*INSTRUCTIONS TO FOLLOW*: Copy the listing that follows, line for line, without a single difference.

*SUPPLIED MATERIAL*:
Issue #3579, opened 2017-04-02
Error on tableSorter when adding a new show


beschoenen:
### Before submitting your issue:

Enable debug logging in SickRage settings, reproduce the error (be sure to disable after the bug is fixed)

Branch/Commit: 792a8637bfbd5adcb144d3b331cd3ebcc325fe8f
OS: Windows
What you did: Added a new show
What happened: JS died
What you expected: JS not to die
Logs:
```
core.js?1972:2229 Uncaught TypeError: Cannot read property 'toLowerCase' of undefined
    at 3 (core.js?1972:2229)
    at Object.getElementText (vender.min.js?1972:30)
    at Object.detectParserForColumn (vender.min.js?1972:30)
    at Object.setupParsers (vender.min.js?1972:30)
    at Object.setup (vender.min.js?1972:30)
    at HTMLTableElement.<anonymous> (vender.min.js?1972:31)
    at Function.each (vender.min.js?1972:1)
    at ea.fn.init.each (vender.min.js?1972:1)
    at ea.fn.init.b.fn.tablesorter (vender.min.js?1972:31)
    at Object.index (core.js?1972:2224)
```

SickRage2:
Thanks for the issue report! Before a real human comes by, please make sure your report has all the below criteria checked

- [ ] Include basic information: Branch/Commit, OS, What you did, What happened, What you expected
- [ ] Enable debug logging (be sure to disable after the bug is fixed)
- [ ] Post debug logs, either inline (for smaller logs) or using gist

Please make sure you also read [how to create an issue](https://github.com/SickRage/sickrage-issues/blob/master/README.md) and followed all of the steps. 

The title should describe your issue. Having "SR not working" or "I get this bug" for 100 issues, isn't really helpful. We will close issues if there isn't enough information.

Sometimes the devs may seem like grunts and respond with short answers. This isn't (always) because the dev hates you, but because he's on mobile or busy fixing bugs. If something isn't clear, please let us know, and this bot may get updated to automatically answer you.

Thanks!

sharkykh:
I don't think need to do toLowerCase() at all.
https://mottie.github.io/tablesorter/docs/index.html#Configuration

Property | Type | Default | Description
--- | --- | --- | ---
ignoreCase | Boolean | true | When true, text sorting will ignore the character case. If false, upper case characters will sort before lower case. (v2.2).

h3llrais3r:
I think you're right. It can be removed everywhere the tablesorter is used.
[...]

PR #3601, opened 2017-04-05
Fix tablesorter

h3llrais3r:
Fixes tablesorter undefined error when calling toLowerCase() in certain cases. (Fixes https://github.com/SickRage/SickRage/issues/3579)
Fix sorting for quality.


miigotu:
You have to keep the lowercase.

sharkykh:
@miigotu I disagree: https://github.com/SickRage/SickRage/issues/3579#issuecomment-290999083

miigotu:
How does it not affect the filtering?

miigotu:
Also, ignoreCase is not set anywhere as far as I can tell.

miigotu:
Ok, seems you are right. ignoreCase became default in v2.2, filter_ignoreCase became default in 2.3.4
```
filter_ignoreCase	Boolean	true	Filter widget: Set this option to false to make the column content search case-sensitive, so typing in "a" will not find "Albert". (v2.3.4)
```

sharkykh:
Yep.
You figured it out by the time it took me to [find it](https://mottie.github.io/tablesorter/docs/example-widget-filter.html#options) using my phone... :)
I simply remembered that I checked it once some time ago and it worked out of the box.

miigotu:
Anyways, I will have to test because I know the search/replace for the quality extractor does not work on all of those.  We use the text because that is what people search by

sharkykh:
I just remembered that I checked it one time some time ago and it worked out of the box.

h3llrais3r:
@miigotu I fixed the search on quality :rofl: 
It's part of the PR because I saw it was not working on all tables.

OmgImAlexis:
This is just bound to create issues later on, use data attributes like the docs state.

h3llrais3r:
You're right, but this is just a quick fix for something that was not working as it should.

h3llrais3r:
@sharkykh @miigotu Can we still merge?

OmgImAlexis:
@h3llrais3r adding quick fixes is the reason sickrage ends up with so much broken code. If you're going do it you might as well just do it right from the start.

Issue #2526, opened 2016-10-23
GUI uses a lot of space and leaves sides empty / No horiz. Scrollbar / buttons not shown


udochrist:
Hi,

don't know if this is a Bug or enhancement:
Lately the GUI leaves large spaces on both sides of the browser window empty and i have to resize the sickrage window to use nearly all of my desktop to see all columns.

Esp when i'm looking at "Schedule" i don't even see the "Search" button to the right (and theres no horizontal scroll-bar at the bottom) unless i resize my browser window to at least 90% of my desktop width.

*WRITTEN REPLY*:
Issue #3579, opened 2017-04-02
Error on tableSorter when adding a new show


beschoenen:
### Before submitting your issue:

Enable debug logging in SickRage settings, reproduce the error (be sure to disable after the bug is fixed)

Branch/Commit: 792a8637bfbd5adcb144d3b331cd3ebcc325fe8f
OS: Windows
What you did: Added a new show
What happened: JS died
What you expected: JS not to die
Logs:
```
core.js?1972:2229 Uncaught TypeError: Cannot read property 'toLowerCase' of undefined
    at 3 (core.js?1972:2229)
    at Object.getElementText (vender.min.js?1972:30)
    at Object.detectParserForColumn (vender.min.js?1972:30)
    at Object.setupParsers (vender.min.js?1972:30)
    at Object.setup (vender.min.js?1972:30)
    at HTMLTableElement.<anonymous> (vender.min.js?1972:31)
    at Function.each (vender.min.js?1972:1)
    at ea.fn.init.each (vender.min.js?1972:1)
    at ea.fn.init.b.fn.tablesorter (vender.min.js?1972:31)
    at Object.index (core.js?1972:2224)
```

SickRage2:
Thanks for the issue report! Before a real human comes by, please make sure your report has all the below criteria checked

- [ ] Include basic information: Branch/Commit, OS, What you did, What happened, What you expected
- [ ] Enable debug logging (be sure to disable after the bug is fixed)
- [ ] Post debug logs, either inline (for smaller logs) or using gist

Please make sure you also read [how to create an issue](https://github.com/SickRage/sickrage-issues/blob/master/README.md) and followed all of the steps. 

The title should describe your issue. Having "SR not working" or "I get this bug" for 100 issues, isn't really helpful. We will close issues if there isn't enough information.

Sometimes the devs may seem like grunts and respond with short answers. This isn't (always) because the dev hates you, but because he's on mobile or busy fixing bugs. If something isn't clear, please let us know, and this bot may get updated to automatically answer you.

Thanks!

sharkykh:
I don't think need to do toLowerCase() at all.
https://mottie.github.io/tablesorter/docs/index.html#Configuration

Property | Type | Default | Description
--- | --- | --- | ---
ignoreCase | Boolean | true | When true, text sorting will ignore the character case. If false, upper case characters will sort before lower case. (v2.2).

h3llrais3r:
I think you're right. It can be removed everywhere the tablesorter is used.
[...]

PR #3601, opened 2017-04-05
Fix tablesorter

h3llrais3r:
Fixes tablesorter undefined error when calling toLowerCase() in certain cases. (Fixes https://github.com/SickRage/SickRage/issues/3579)
Fix sorting for quality.


miigotu:
You have to keep the lowercase.

sharkykh:
@miigotu I disagree: https://github.com/SickRage/SickRage/issues/3579#issuecomment-290999083

miigotu:
How does it not affect the filtering?

miigotu:
Also, ignoreCase is not set anywhere as far as I can tell.

miigotu:
Ok, seems you are right. ignoreCase became default in v2.2, filter_ignoreCase became default in 2.3.4
```
filter_ignoreCase	Boolean	true	Filter widget: Set this option to false to make the column content search case-sensitive, so typing in "a" will not find "Albert". (v2.3.4)
```

sharkykh:
Yep.
You figured it out by the time it took me to [find it](https://mottie.github.io/tablesorter/docs/example-widget-filter.html#options) using my phone... :)
I simply remembered that I checked it once some time ago and it worked out of the box.

miigotu:
Anyways, I will have to test because I know the search/replace for the quality extractor does not work on all of those.  We use the text because that is what people search by

sharkykh:
I just remembered that I checked it one time some time ago and it worked out of the box.

h3llrais3r:
@miigotu I fixed the search on quality :rofl: 
It's part of the PR because I saw it was not working on all tables.

OmgImAlexis:
This is just bound to create issues later on, use data attributes like the docs state.

h3llrais3r:
You're right, but this is just a quick fix for something that was not working as it should.

h3llrais3r:
@sharkykh @miigotu Can we still merge?

OmgImAlexis:
@h3llrais3r adding quick fixes is the reason sickrage ends up with so much broken code. If you're going do it you might as well just do it right from the start.

Issue #2526, opened 2016-10-23
GUI uses a lot of space and leaves sides empty / No horiz. Scrollbar / buttons not shown


udochrist:
Hi,

don't know if this is a Bug or enhancement:
Lately the GUI leaves large spaces on both sides of the browser window empty and i have to resize the sickrage window to use nearly all of my desktop to see all columns.

Esp when i'm looking at "Schedule" i don't even see the "Search" button to the right (and theres no horizontal scroll-bar at the bottom) unless i resize my browser window to at least 90% of my desktop width.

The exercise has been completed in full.